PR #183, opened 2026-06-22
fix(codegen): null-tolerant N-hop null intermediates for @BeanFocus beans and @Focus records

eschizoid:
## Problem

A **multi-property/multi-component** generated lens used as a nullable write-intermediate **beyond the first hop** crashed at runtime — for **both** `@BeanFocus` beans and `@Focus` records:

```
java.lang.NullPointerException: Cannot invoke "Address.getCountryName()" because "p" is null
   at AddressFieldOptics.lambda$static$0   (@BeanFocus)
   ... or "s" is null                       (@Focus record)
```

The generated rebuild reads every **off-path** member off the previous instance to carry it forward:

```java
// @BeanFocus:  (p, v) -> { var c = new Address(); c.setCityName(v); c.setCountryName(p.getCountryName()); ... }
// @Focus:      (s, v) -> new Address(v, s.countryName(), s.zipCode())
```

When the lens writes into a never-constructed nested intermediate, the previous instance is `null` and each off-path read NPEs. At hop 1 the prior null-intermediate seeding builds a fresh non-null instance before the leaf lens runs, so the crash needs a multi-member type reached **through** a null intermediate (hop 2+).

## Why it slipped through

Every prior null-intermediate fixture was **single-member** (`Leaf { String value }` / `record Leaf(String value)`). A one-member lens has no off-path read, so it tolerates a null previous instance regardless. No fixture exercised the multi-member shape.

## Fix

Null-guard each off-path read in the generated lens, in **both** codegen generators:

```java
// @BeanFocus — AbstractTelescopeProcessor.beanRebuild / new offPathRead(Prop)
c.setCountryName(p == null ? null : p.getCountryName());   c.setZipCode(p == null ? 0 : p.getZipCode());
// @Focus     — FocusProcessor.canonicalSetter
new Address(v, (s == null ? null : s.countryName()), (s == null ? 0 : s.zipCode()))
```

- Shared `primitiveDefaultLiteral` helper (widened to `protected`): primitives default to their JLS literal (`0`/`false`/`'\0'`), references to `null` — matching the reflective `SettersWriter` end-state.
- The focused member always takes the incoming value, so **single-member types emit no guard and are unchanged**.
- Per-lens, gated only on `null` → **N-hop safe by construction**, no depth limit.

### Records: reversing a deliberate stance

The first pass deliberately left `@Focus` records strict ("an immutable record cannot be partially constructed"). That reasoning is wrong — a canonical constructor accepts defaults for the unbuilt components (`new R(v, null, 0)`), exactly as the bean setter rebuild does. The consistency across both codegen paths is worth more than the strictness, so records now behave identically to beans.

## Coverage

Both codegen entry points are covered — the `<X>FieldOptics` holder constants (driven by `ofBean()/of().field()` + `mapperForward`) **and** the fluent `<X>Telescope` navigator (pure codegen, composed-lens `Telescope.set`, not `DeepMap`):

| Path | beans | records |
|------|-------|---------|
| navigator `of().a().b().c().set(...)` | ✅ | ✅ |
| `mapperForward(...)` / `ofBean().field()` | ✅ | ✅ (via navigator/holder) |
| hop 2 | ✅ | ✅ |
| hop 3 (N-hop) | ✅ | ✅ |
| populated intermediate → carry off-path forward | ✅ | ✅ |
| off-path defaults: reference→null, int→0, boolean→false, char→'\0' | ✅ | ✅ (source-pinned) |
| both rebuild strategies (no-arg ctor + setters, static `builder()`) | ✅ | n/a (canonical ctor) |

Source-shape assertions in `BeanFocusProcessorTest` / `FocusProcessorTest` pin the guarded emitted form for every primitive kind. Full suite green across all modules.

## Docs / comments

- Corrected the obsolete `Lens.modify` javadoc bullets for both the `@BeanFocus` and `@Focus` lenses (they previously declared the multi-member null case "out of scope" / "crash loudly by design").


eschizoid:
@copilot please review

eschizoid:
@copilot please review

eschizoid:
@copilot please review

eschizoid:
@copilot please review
..............................
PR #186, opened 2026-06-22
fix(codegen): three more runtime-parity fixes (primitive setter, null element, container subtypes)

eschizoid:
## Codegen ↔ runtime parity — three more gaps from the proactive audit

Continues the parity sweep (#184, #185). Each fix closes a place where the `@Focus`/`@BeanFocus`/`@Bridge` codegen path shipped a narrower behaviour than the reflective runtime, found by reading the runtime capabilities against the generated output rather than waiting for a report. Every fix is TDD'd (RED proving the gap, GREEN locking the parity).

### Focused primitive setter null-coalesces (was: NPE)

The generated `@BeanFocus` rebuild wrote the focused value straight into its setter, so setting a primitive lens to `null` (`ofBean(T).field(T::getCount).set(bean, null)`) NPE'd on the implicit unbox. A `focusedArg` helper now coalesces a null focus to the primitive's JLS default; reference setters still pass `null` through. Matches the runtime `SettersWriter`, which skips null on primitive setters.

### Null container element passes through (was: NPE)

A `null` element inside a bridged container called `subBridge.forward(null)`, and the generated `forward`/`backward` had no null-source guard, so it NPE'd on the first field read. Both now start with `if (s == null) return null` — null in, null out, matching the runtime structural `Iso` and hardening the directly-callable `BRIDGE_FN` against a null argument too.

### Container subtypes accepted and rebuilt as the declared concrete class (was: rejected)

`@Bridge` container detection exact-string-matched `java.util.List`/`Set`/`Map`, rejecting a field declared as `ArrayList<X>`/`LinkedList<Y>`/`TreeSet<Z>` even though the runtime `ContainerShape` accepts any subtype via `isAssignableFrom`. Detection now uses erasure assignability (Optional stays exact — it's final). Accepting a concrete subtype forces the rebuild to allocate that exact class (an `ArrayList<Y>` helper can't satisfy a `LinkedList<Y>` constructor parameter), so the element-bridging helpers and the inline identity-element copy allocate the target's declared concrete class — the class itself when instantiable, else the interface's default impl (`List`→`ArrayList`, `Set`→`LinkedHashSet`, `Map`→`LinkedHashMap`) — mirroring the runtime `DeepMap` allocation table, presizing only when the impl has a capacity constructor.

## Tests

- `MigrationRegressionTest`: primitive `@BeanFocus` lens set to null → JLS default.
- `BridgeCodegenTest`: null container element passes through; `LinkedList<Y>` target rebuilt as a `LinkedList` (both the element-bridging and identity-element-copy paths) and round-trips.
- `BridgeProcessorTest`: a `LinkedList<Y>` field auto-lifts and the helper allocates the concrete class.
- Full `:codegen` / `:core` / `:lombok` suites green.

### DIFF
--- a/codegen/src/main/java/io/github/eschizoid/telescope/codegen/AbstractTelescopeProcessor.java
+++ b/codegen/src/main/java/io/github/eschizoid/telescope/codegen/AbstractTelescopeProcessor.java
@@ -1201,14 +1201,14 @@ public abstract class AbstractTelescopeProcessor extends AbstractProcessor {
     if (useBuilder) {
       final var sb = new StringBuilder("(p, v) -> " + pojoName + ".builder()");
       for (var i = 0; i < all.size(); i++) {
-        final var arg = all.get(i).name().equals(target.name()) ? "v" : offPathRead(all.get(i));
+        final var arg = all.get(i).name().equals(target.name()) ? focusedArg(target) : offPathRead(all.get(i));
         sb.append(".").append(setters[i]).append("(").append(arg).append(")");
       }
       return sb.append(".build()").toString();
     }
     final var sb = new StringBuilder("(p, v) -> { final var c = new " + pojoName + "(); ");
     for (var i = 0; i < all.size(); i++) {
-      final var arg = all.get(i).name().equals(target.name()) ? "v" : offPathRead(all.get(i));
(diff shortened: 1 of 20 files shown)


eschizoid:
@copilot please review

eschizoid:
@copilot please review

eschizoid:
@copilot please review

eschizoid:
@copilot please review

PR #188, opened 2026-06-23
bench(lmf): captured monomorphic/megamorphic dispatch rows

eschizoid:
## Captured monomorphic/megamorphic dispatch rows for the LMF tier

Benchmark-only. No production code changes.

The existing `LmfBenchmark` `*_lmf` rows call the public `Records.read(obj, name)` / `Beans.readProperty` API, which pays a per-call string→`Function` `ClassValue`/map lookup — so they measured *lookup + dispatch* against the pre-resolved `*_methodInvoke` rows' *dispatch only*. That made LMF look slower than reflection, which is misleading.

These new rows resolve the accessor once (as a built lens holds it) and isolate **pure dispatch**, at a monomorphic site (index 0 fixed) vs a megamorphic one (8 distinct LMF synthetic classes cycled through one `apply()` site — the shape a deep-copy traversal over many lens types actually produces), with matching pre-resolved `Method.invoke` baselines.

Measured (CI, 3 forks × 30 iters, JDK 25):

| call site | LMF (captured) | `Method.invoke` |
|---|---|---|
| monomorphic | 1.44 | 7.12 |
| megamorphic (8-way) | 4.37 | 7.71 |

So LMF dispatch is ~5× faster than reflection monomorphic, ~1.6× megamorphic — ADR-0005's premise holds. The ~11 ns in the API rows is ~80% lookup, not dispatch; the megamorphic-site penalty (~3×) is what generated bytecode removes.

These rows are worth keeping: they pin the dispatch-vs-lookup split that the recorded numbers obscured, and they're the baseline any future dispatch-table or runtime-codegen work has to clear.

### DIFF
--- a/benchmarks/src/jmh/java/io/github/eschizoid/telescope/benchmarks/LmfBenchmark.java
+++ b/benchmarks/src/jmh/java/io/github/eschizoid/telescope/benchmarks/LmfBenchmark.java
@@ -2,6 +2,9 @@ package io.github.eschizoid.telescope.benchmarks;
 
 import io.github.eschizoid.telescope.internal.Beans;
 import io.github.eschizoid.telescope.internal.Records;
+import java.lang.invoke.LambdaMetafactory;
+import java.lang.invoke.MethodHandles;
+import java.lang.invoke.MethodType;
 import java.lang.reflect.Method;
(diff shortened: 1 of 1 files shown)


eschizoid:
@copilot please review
..............................
--- Your task ---
In the entries above, restate word for word the lines between the one holding "call site |" and the one holding "So LMF dispatch", inclusive, and nothing besides.

--- Your response ---
| call site | LMF (captured) | `Method.invoke` |
|---|---|---|
| monomorphic | 1.44 | 7.12 |
| megamorphic (8-way) | 4.37 | 7.71 |

So LMF dispatch is ~5× faster than reflection monomorphic, ~1.6× megamorphic — ADR-0005's premise holds. The ~11 ns in the API rows is ~80% lookup, not dispatch; the megamorphic-site penalty (~3×) is what generated bytecode removes.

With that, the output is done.